HBase, mail # dev - Re: HBase Types: Explicit Null Support

Re: HBase Types: Explicit Null Support
Nick Dimiduk 2013-04-05, 01:49
On Mon, Apr 1, 2013 at 11:33 PM, James Taylor <[EMAIL PROTECTED]>wrote:

> Maybe if we can keep nullability separate from the
> serialization/deserialization, we can come up with a solution that works?
I think implied null could work, but let's build out the matrix. I see two
kinds of types: fixed- and variable-width. These types are used in two
scenarios: on their own or as part of a compound type.

A fixed-width type used standalone can enfer null from absence of a value.
When used in a compound type, absence isn't enough to indicate null unless
it's the last value in the sequence. To support a null field in the middle
of the compound type, it is forced to explicitly mark the field as null.
The only solution I can think of (without sacrificing the full value range,
per my original question) is to write the full type width bytes, followed
by an isNull byte. Thus, for example, the INT type consumes 4 bytes when
serialized stand-alone, but 5 bytes when composed.

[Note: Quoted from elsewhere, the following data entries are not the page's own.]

PR #1924, opened 2017-12-11
Eventbrite service infra

jamesgorrie:
Waiting on #1921 
References #1790 

Adding the Eventbrite service infra and build.


eventbrite/terraform/services.tf
```diff
@@ -0,0 +1,37 @@
+module "exhibitions" {
```
jamesgorrie: ?

PR #1931, opened 2017-12-12
Event tickets

jamesgorrie:
Waiting on #1921 & #1924 

Adds an async button rendered by the Eventbrite service.

As soon as I started to try and do any logic on the client side, I remembered why we don't do that any more, and if we want to, we need to pull out a framework.

We have the following states:
'available' | 'unavailable' | 'sold_out' | 'not_yet_on_sale'

`unavailable` is a state we should never get to as we just won't show the button for events that have past.

screen shot 2017-12-12 at 16 03 16


jamesgorrie:
> With multiple branching, could we do the PRs into the branch they've split from rather than master, so don't see all the changes?

Good shout - sorry about that, I forgot you could do that.

PR #3316, opened 2018-09-12
Rename layouts according to their maximum column-widths

davidpmccormick:
☝️


davidpmccormick:
I know what you mean, but being so prescriptive as to limit the type of content based on column width feels like too much to me.

jamesgorrie:
@davidpmccormick can we close this in favour of the chats we had?

PR #3328, opened 2018-09-17
consolidate HeaderText and BaseHeader into PageHeader

jamesgorrie:
[From the header consolidation work done](https://zpl.io/bPmwdGD), it looks like we can have 1 header component to suit all situations. it's structure is:

* breadcrumb
* free / part 1 of labels (no idea what to call these, so calling them what they are)
* title
* content type specific info (dates, status, summary)
* labels
* feature media

This PR introduces the component, then next few will be deprecating the old components.


jamesgorrie:
#3330 is more evolved and actually shows the component being used.

PR #3330, opened 2018-09-17
Page header article

jamesgorrie:
Replaces #3328 

* Removes how we currently do background, I would like that as another PR to try and to figure it out across the site
* Introduces HeroPicture, after trying to make the template compatible with `if` statements, it felt like it should just be another slot, and we chose when to use it.
* Seems to be a neater way of building all the headers now we have them consolidated in the design.

article__


content/webapp/pages/article.js
```diff
@@ -21,60 +23,96 @@ type Props = {|
...
+    promo: article.promo,
+    body: article.body,
+    promoImage: article.promoImage,
+    promoText: article.promoText,
+    image: article.image,
+    squareImage: article.squareImage,
+    widescreenImage: article.widescreenImage
+  };
+  const standfirst = article.body.find(slice => slice.type === 'standfirst');
+  const ContentTypeInfoComponent = standfirst &&
```
davidpmccormick: Not sure we need to put the word `Component` in the component?

content/webapp/pages/article.js
```diff
@@ -21,60 +23,96 @@ type Props = {|
...
+        'flex': true,
+        'flex--h-baseline': true,
+        [font({s: 'HNM5'})]: true
+      })}>
+        <p className={classNames({
+          [spacing({s: 1}, {margin: ['top']})]: true,
+          [spacing({s: 1}, {margin: ['right']})]: true,
+          [spacing({s: 0}, {margin: ['bottom']})]: true
+        })}>
+          <b>By </b>
```
davidpmccormick: I think this will just bolded by the browser – would probably be better to use our font classes

PR #3334, opened 2018-09-17
Page header exhibitions

jamesgorrie:
Next step after #3330 

screen shot 2018-09-17 at 16 19 49
screen shot 2018-09-17 at 16 24 12


common/views/components/Body/Body.js
```diff
@@ -1,20 +1,16 @@
...
 import PrismicHtmlBlock from '../PrismicHtmlBlock/PrismicHtmlBlock';
 import FeaturedText from '../FeaturedText/FeaturedText';
 import VideoEmbed from '../VideoEmbed/VideoEmbed';
 import Map from '../Map/Map';
-import WobblyBottom from '../WobblyBottom/WobblyBottom';
-import {PictureFromImages} from '../Picture/Picture';
 import TextLayout from '../TextLayout/TextLayout';
-import ImageLayout from '../ImageLayout/ImageLayout';
-import FullWidthLayout from '../FullWidthLayout/FullWidthLayout';
+import SingleColMax10Layout from '../SingleColMax10Layout/SingleColMax10Layout';
```
davidpmccormick: It's not the hill I'm going to die on, but I think I prefer `Layout10` or `Layout10Col` or `LayoutCol10`. But maybe if we can get a provisional set of layouts from Gareth, just as sketches on a piece of paper, maybe we could spend 20 minutes figuring out a naming convention that we're all happy with?

jamesgorrie: Isn't what makes this Layout stand out is that it is single column?

jamesgorrie: What about `LayoutSingleCol10`?

common/views/components/PageHeader/PageHeader.js
```diff
@@ -0,0 +1,149 @@
...
+      </SingleColMax10Layout>
+
+      {HeroPicture &&
+        <div className={classNames({
+          'relative': true
+
+        })} style={{height: '100%'}}>
+          <div style={{
+            height: '50%',
+            position: 'absolute',
```
davidpmccormick: Think there's an `absolute` class.

common/views/components/Body/Body.js
davidpmccormick: e.g. `Layout1Col10Wide`, `Layout3Col4Wide` (and the fact that that's the _max_ is always tacit).

jamesgorrie: as per, I've moved to `Layout10`.
I'll move the others over in another PR.

Issue #3329, opened 2018-09-17
Opening Times: optimising contextual display


Heesoomoon:
**Objectives**
As we plan to migrate Exhibition template to Base Page, we would like to optimise the opening times module to make it more useful and contextual to Exhibition. 

**Exhibition Migration**
In the new template, we are introducing 'Visit us' (Info box) to provide short list of practical info including opening hours, location and accessibility info. The information should be concise and contextual to the main content.

**Current module**
- User has to click on '+ Opening times' to view the info
- The module takes up lots of space to display all schedule across all venues
- Visitors continue to turn up on Mondays to see the exhibitions
![screenshot-content wellcomecollection org-2018 09 17-12-43-04](https://user-images.githubusercontent.com/29206031/45621142-3ce03000-ba77-11e8-936e-f415623aea30.png)

**Options**
To be used in Exhibition and What's on
1 Display Today's gallery hours and link to full opening times to view rest of the info
Galleries open today 10:00–18:00 [Full opening times](https://wellcomecollection.org/opening-times)
![vist us_v1](https://user-images.githubusercontent.com/29206031/45620810-f76f3300-ba75-11e8-9b61-cb50aafd8fe8.png)

2 Display opening days to make it clear when we are open and address different planning needs.
Galleries open Tuesday-Sunday [Full opening times](https://wellcomecollection.org/opening-times)
![vist us_v2](https://user-images.githubusercontent.com/29206031/45620923-5df45100-ba76-11e8-9509-8205684b27db.png)

Refer to #2778 Design System: Consistent 'Plan a visit' information

jennpb:
@wellcometrust/experience-dev  @Heesoomoon 
I think Option 2 works better, with slight adjustment:

`Galleries open Tuesday-Sunday, Full opening times`

I'd prefer if we look at alternative ways to show today's hours where more people look for it (e.g. in the global nav)

gestchild:
@jennpb Just wondering what happens with this option on Mondays when the Galleries are open, such as Bank Holidays

jennpb:
One way of handling it would be to make it generic: 
`Galleries open Tuesday-Sunday (and Bank Holiday Mondays, too)`

Another way to handle it is part if a global system, for example in the global nav. I want to explore this as part of a global nav redesign (forcing opening hours to the top), so we can make the component a bit dumb for now, with the expectation that we'll revisit before Christmas.

@Heesoomoon :arrow_up:

PR #3340, opened 2018-09-18
Exhibition migration opening times

gestchild:
References #3009 #3329 

Replaces the opening times table with simple sentence

screen shot 2018-09-18 at 12 06 50


common/utils/get-todays-galleries-hours.js
```diff
@@ -0,0 +1,12 @@
+import {london} from './format-date';
+
+export function getTodaysGalleriesHours (galleryOpeningHours: any) {
```
jamesgorrie: Having `any` makes this hard to use elsewhere, but not sure we do...

gestchild: I'll put in the correct type though, definitely wouldn't hurt

PR #3343, opened 2018-09-18
Page header prop

jamesgorrie:
Working my way through the different content types, you can go through the commits to see each one done.

Will run it past @GarethOrmerod before merging.


jamesgorrie:
@wellcometrust/experience-dev actually I would like to stop here and review with GO and team, big PRs are scary 👻

jamesgorrie:
@wellcometrust/experience-dev run it past @GarethOrmerod, looking good for review, then to move onto the next its.

PR #3344, opened 2018-09-18
Added related exhibition content fields

gestchild:
references #3009


prismic-model/js/exhibitions.js
```diff
@@ -32,8 +32,34 @@ const Exhibitions = {
...
+  Resources: {
+    resources: list('Resources', {
+      resource: link('Resource', 'document', ['exhibition-resources'])
+    })
+  },
+  Related: {
+    relatedOfs: list('Related of', {
+      relatedOf: link('In this exhibition', 'document', ['installations', 'events'])
+    }),
+    relatedAbouts: list('Related about', {
```
jamesgorrie: As per discussions (and this is just me reiterating, so if we think it's good, we're good) - but talking to @silveroliver, we're not saying it's related. We know the explicit relationship, so should expose it as such.

Installations for example don't go in here, exhibitions are exhibits within an exhibition, which could also have works exhibited in it for example.

prismic-model/js/exhibitions.js
```diff
@@ -32,8 +32,34 @@ const Exhibitions = {
...
   },
-  // When we get a better relational model up, this will be deprecated
-  'Related promos': {
+  Resources: {
+    resources: list('Resources', {
+      resource: link('Resource', 'document', ['exhibition-resources'])
+    })
+  },
+  Related: {
+    relatedOfs: list('Related of', {
```
jamesgorrie: The language of "related" is also asking content editors to put exactly that in, where as what we're modelling is what we have, not whether someone thinks things are similar.

common/services/prismic/exhibitions.js
```diff
@@ -248,14 +249,15 @@ function putPermanentAfterCurrentExhibitions(exhibitions: UiExhibition[]): UiExh
...
-      exhibitionResourcesFields
-    )
+    fetchLinks: [
+      ...peopleFields,
+      ...contributorsFields,
+      ...placesFields,
+      ...installationFields,
+      ...exhibitionResourcesFields,
+      ...booksFields
+    ]
```
jamesgorrie: 👍

common/services/prismic/exhibitions.js
```diff
@@ -262,6 +271,42 @@ export async function getExhibition(req: Request, id: string): Promise<?UiExhibi
...
+    peopleFields,
+    contributorsFields,
+    eventSeriesFields,
+    eventPoliciesFields,
+    contributorsFields
+  );
+  const extraContent = await getTypeByIds(null, types, ids, {fetchLinks});
+  const parsedContent = extraContent.results.map(doc => {
+    switch (doc.type) {
+      case 'books' :
```
jamesgorrie: We shouldn't be doing books?

common/services/prismic/exhibitions.js
```diff
@@ -262,6 +271,42 @@ export async function getExhibition(req: Request, id: string): Promise<?UiExhibi
   }
 }
 
+// TODO better naming
```
jamesgorrie: Is there something this is doing, that this doesn't?
https://github.com/wellcometrust/wellcomecollection.org/blob/master/common/services/prismic/multi-content.js

common/services/prismic/exhibitions.js
```diff
@@ -161,10 +172,7 @@ function parseExhibitionDoc(document: PrismicDocument): UiExhibition {
     textAndCaptionsDocument: textAndCaptionsDocument,
     featuredImageList: promos,
     resources: Array.isArray(data.resources) ? parseResourceTypeList(data.resources, 'resource') : [],
-    relatedBooks: promoList.filter(x => x.type === 'book').map(parsePromoListItem),
```
davidpmccormick: decision to revert this so old exhibitions will still render their dumb promos.

common/services/prismic/parsers.js
```diff
@@ -307,30 +307,6 @@ export function parseNumber(fragment: PrismicFragment): number {
   return parseInt(fragment, 10);
 }
 
-type PrismicPromoListFragment = {|
```
davidpmccormick: decision to revert this so old exhibitions will still render their dumb promos.

PR #3346, opened 2018-09-18
Page header trilogy

jamesgorrie:
3rd in the trilogy of four, the next will be to deprecate everything, but I will do that as a last step once these are merged in.

### DIFF
--- a/common/views/components/BasePage/BookPage.js
+++ b/common/views/components/BasePage/BookPage.js
@@ -1,13 +1,11 @@
 // @flow
 import {Fragment} from 'react';
 import BasePage from './BasePage';
-import BaseHeader from '../BaseHeader/BaseHeader';
+import PageHeader from '../PageHeader/PageHeader';
 import Body from '../Body/Body';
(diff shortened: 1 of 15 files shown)


common/views/components/BasePage/BookPage.js
```diff
@@ -45,24 +43,25 @@ const BookPage = ({ book }: Props) => {
...
+  const breadcrumbs = {
+    items: [{
+      text: 'Books',
       url: '/books'
-    }]} />}
-    DateInfo={null}
-    Description={
+    }]
+  };
+  const NewHeader = <PageHeader
```
gestchild: Why is this NewHeader and not just Header?

jamesgorrie: There's something already in Header, which seems to be `SiteHeader`

gestchild: Ignore me, you changed it in the next commit :-)

jamesgorrie:
Thanks @gestchild - sorry for the 🐘 PR.

PR #3347, opened 2018-09-19
Making Gallery opening times dumb (for now)

gestchild:
refs: #3329
screen shot 2018-09-19 at 12 33 01


Heesoomoon:
@gestchild My 2 cents. In the context of info box with rest of the information, it feels a bit long. Given there are no more bank holiday Mondays left this year, it's not necessary to state it. I wonder whether we leave it out for now and revisit when we look at the global nav solution suggested by @jennpb. Also, I suggest to update 'Full opening times' to 'Opening times' to keep it short.

jamesgorrie:
Could we ask the content / VEA team potentially?
Or get this out and then look at it as part of the whole, as we know it's a problem for visitors.

PR #3355, opened 2018-09-19
link back to event that an event is scheduled in async

### LINKED ISSUE #3341: Event schedule
# Blockers / questions

- [x] What happens with the ticket CTA once it goes live? Does the widget open up or does the user have to click through to see full event details? Has this been demonstrated?
- [x] ~~Need to suppress the redundant/empty info box at bottom of event~~ Won't fix now - see JPB comment
- [x] Need to suppress Just Turn Up (whatever that status flag is called) when each individual scheduled event has its own status #3351 
- [x] Full event details link when there are no additional details - what was the decision with this? #3349 
- [x] Need to allow users to go back to the Main Event from a sub-event. I suggest we need to model scheduled events as 'Part of [Event]' and include in the header as per the design system #3355
- [x] Dates list: shows 18:00 as the time. This is misleading. #3352 

# Enhancements (can wait til later)
- https://github.com/wellcometrust/wellcomecollection.org/issues/3008 - Where we have consecutive dates in the same month, the style should be 18-21 October 2018
- Use location icon in schedule to signpost locations
-  Make it easier to navigate date ranges on a multidate schedule (I think the dates get lost in the list so has the potential to be very confusing when people are trying to find out what is happening on a specific date)
-  I know Heesoo is concerned about the order of the Contributors and the schedule, but I suggest we try to do some testing on this before trying to make this change. It may be that by solving the problem of date navigation, we can make it easier for users to skip past the contributors.

jamesgorrie:
Fixes #3341 
Link back to event that an event is scheduled in asynchronously

screen shot 2018-09-19 at 16 44 56


common/views/components/PageHeader/PageHeader.js
```diff
@@ -105,7 +107,17 @@ const PageHeader = ({
 
         <div className={spacing({s: 3, m: 4}, {padding: ['top', 'bottom']})}>
           <div className={spacing({s: 2, m: 3}, {margin: ['bottom']})}>
-            <Breadcrumb {...breadcrumbs} />
+            {!asyncBreadcrumbsRoute && <Breadcrumb {...breadcrumbs} />}
```
jamesgorrie: 😮 ✨ 🦄  Solution!

PR #3357, opened 2018-09-19
[spike] make event schedule dates sticky

jamesgorrie:
Just a quick test, seems to be quite nice. Built mostly with what we have... except the nice new `prev/next` `<= =>` arrows.

Preview vid is on iPhone 5, to show what it looks like with not much realestate, thus the dates are thin.

event_schedule_prototype

### DIFF
--- a/common/views/components/EventSchedule/EventSchedule.js
+++ b/common/views/components/EventSchedule/EventSchedule.js
@@ -1,8 +1,7 @@
 // @flow
-import {Fragment} from 'react';
 import EventScheduleItem from '../EventScheduleItem/EventScheduleItem';
 import {groupEventsBy} from '../../../services/prismic/events';
-import {classNames, spacing} from '../../../utils/classnames';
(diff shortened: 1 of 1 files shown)


Heesoomoon:
It's definitely an interaction we should consider for the pattern library.

jamesgorrie:
Closing as I couldn't think of what metric we might test qualitatively. We also haven't defined standard metrics for what a schedule should be achieving.

From a user testing POV, not sure who this will be aimed at, nor is it a focus for now, and we don't have capacity.

Feels like when we move onto researchers and symposiums this might become more useful. 

Interesting thought on layout though, is that for a list of events, 1 after the other, something simple like this makes loads of sense, but for events running simultaneously (e.g. festivals), this print out wouldn't really help me figure out what to go see. [Guidebook](https://guidebook.com/gb/) does quite a good job of this. Saying this, we have a very limited amount of spaces, having table based agendas is probably overkill

(☝️ note to self)

PR #4009, opened 2019-01-28
add error message to works page

jamesgorrie:
Worth starting to think about contextual error handling, but this should do for now.
screenshot 2019-01-28 at 12 02 22


jennpb:
Looks good - thank you.

PR #4010, opened 2019-01-28
Wrap fetch in try/catch to handle client error

davidpmccormick:
screenshot 2019-01-28 at 12 03 55

### DIFF
--- a/catalogue/webapp/pages/works.js
+++ b/catalogue/webapp/pages/works.js
@@ -40,6 +40,7 @@ export const Works = ({
   if (works && works.type === 'Error') {
     return (
       <ErrorPage
+        title={works.httpStatus === 500 ? `We're experiencing technical difficulties at the moment. We're working to get this fixed by the end of the day.` : undefined}
         statusCode={works.httpStatus}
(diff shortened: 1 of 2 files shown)


catalogue/webapp/pages/works.js
```diff
@@ -294,6 +295,7 @@ Works.getInitialProps = async (
   };
 
   const worksOrError = query && query !== '' ? await getWorks({ query, page, filters }) : null;
+  console.log(worksOrError);
```
jamesgorrie: 👀

catalogue/webapp/pages/works.js
```diff
@@ -40,6 +40,7 @@ export const Works = ({
   if (works && works.type === 'Error') {
     return (
       <ErrorPage
+        title={works.httpStatus === 500 ? `We're experiencing technical difficulties at the moment. We're working to get this fixed by the end of the day.` : undefined}
```
jamesgorrie: Let's maybe make the error message time-non-specific, as this might catch other errors too.

PR #4016, opened 2019-01-29
use info link if event has only 1 time

jamesgorrie:
Just wanted to see if it made more sense.

Had a complication as I wanted to see this event, but can't make tonight, got excited that it said "More dates" - and then there wasn't more dates.

Aware that this is user-research of 1, but thought it might be nice to ask the question when moving onto events.

screenshot 2019-01-29 at 09 18 30
screenshot 2019-01-29 at 09 18 44


jamesgorrie:
Closing to maintain focus and there is an issue open for it #§4017

PR #4030, opened 2019-02-01
use production label on works

### LINKED ISSUE #3890: Use Production label from API
Related to #3745 

# Who it's for
People using our collections, so they can determine all aspects of an item's production and be able to parse the meaning of the string (unlike now, where all production events are listed out separately)

# To do
Replace list of production events with full production label on /works

jamesgorrie:
Fixes #3890


jamesgorrie:
screenshot 2019-02-01 at 16 43 58

PR #4031, opened 2019-02-01
Stop search box A/B test

davidpmccormick:
References #3956

B condition wins, so search box is now on all individual work pages


jamesgorrie:
Can we call it "The Search Box 💯" please?

davidpmccormick:
> Can we call it "The Search Box 💯" please?

No.

Get out.

PR #4041, opened 2019-02-04
add physical location to works details

jamesgorrie:
#4043

We have it, so we could show it, not sure where.
It also means, if we wanted to, we could add an "In the library" label.

screenshot 2019-02-04 at 18 10 04


jamesgorrie:
A lot of the other editing of the page is because there's a key error somewhere and it's really annoying me.

Can't find where though?

jamesgorrie:
Close in favour of #4047

PR #4047, opened 2019-02-05
add new WorkHeader and add contributors

jamesgorrie:
We'll be adding a new header to the works page.

It will have:
* Title
* Contributors / authors
* Locations

we have updated the `LinkLabels` to be the thing that is used across the site, we might want to move it across to the article page, but not sure.

---

img_20190205_125932

screenshot 2019-02-05 at 16 29 59


jamesgorrie:
@wellcometrust/experience-devs out of WIP

jamesgorrie:
Closing for #4053 as prettier made it hard.

PR #4048, opened 2019-02-05
Add Prettier

davidpmccormick:
Just adding the rules for now.

Not sure we should do a total repo cleanup in one PR, or just a bit at a time.

[This VSCode extension](https://marketplace.visualstudio.com/items?itemName=esbenp.prettier-vscode) with `"eslint.autoFixOnSave": true` is p neat.


.prettierrc.js
```diff
@@ -0,0 +1,5 @@
+module.exports = {
+  trailingComma: 'es5',
+  singleQuote: true,
+  jsxSingleQuote: false,
```
jamesgorrie: So we're going for double quote?

davidpmccormick: double in JSX, single elsewhere?

davidpmccormick: Actually, looks like that's the default, so probably not necessary here – will check.

common/views/components/EventScheduleItem/EventScheduleItem.js
```diff
@@ -1,83 +1,150 @@
...
+                  { s: 'HNL4' }
+                )}`}
+              >
+                {event.place.title}
+              </p>
+            )}
 
-            <p className={`${spacing({s: 2}, {margin: ['bottom']})} ${font({s: 'HNL5', m: 'HNL4'})}`} dangerouslySetInnerHTML={{__html: event.promoText}} />
+            <p
+              className={`${spacing({ s: 2 }, { margin: ['bottom'] })} ${font({
```
jamesgorrie: This typeof stuff will need tidying up - but at least it looks really crap now, so we can do it as and when.

PR #4049, opened 2019-02-05
convert classes and life cycle methods to functional comps and hooks

gestchild:


common/views/components/ImageViewer/ImageViewer.js
```diff
@@ -1,5 +1,6 @@
 // @flow
-import {Fragment, Component} from 'react';
+// $FlowFixMe: useState and useEffect, not in the typedefs
```
jamesgorrie: These are there now.

gestchild: so they are

PR #4051, opened 2019-02-05
Use green instead of orange for accessible contrast

davidpmccormick:
The orange which was an option for content editors to change the background colour for series isn't accessible. Have switched it out for our green (#007868) and updated the two series that were using orange (architecture and yoga).

__5.40:1__
screenshot 2019-02-05 at 16 25 39

### DIFF
--- a/prismic-model/js/series.js
+++ b/prismic-model/js/series.js
@@ -16,9 +16,6 @@ const ArticleSeries = {
   'Article series': {
     title: title,
     color: select('Colour', ['teal', 'red', 'green', 'purple']),
-    description: structuredText(
-      '[Deprecated] Description. Please use standfirst slice'
-    ),
     body,
   },
   Schedule: {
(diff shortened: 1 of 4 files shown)


prismic-model/js/series.js
```diff
@@ -15,27 +15,29 @@ import structuredText from './parts/structured-text';
 const ArticleSeries = {
   'Article series': {
     title: title,
-    color: select('Colour', [ 'teal', 'red', 'orange', 'purple' ]),
-    description: structuredText('[Deprecated] Description. Please use standfirst slice'),
-    body
+    color: select('Colour', ['teal', 'red', 'green', 'purple']),
+    description: structuredText(
```
jamesgorrie: Could we move this to deprecated while here?

jamesgorrie:
> Strange. But you're right, it's definitely orange (would have expected it to be purple, which is default).
> 
> screenshot 2019-02-05 at 17 26 39

Yea, I suppose just make sure we change it in Prismic

davidpmccormick:
Done.

PR #4053, opened 2019-02-05
Work header

jamesgorrie:
Ref #4047 

* Adds a Header to work page behind a toggle
* has:
  * work type 
  * title
  * contributors
  * locations
* Adding the icons for certain work types and the `See in` all seeing 👁 .

screenshot 2019-02-05 at 17 33 58


jamesgorrie:
@davidpmccormick I'll wait for you to merge the prettier branch.
Also - this is a fork from #4047 - are we happy with that?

James, how does Phoenix handle a null fixed-width rowkey component? I don't
see that implemented in PDataType enum.

Variable-width used standalone are simple enough because HBase handles
arbitrary length byte[]'s everywhere. Variable-width in composite is a
problem. Phoenix forces these value to only appear as the last position in
the composite, as I understand it. Orderly provides explicit null and
termination bytes by taking advantage of a feature of UTF-8 encoding.
Support for bytes is equally ugly (but clever) in that byte digits are
encoded in BCD. Both of these approaches bloat slightly the serialized
representation over the natural representation, but they allow the
variable-length types to be used anywhere within the compound type. As an
added bonus regarding code maintainability, their serialization entirely
self-contained within the type. That's in contrast to the fixed-width type
implementation described above, where null is explicitly encoded by the
compound type.

My opinion is the computational and storage overhead imposed by Orderly's
implementation are worth the trade-off in flexibility in user consumption.
Correct me if i'm wrong James, but you're saying, from your experience with
Phoenix, users are willing to work within that constraint?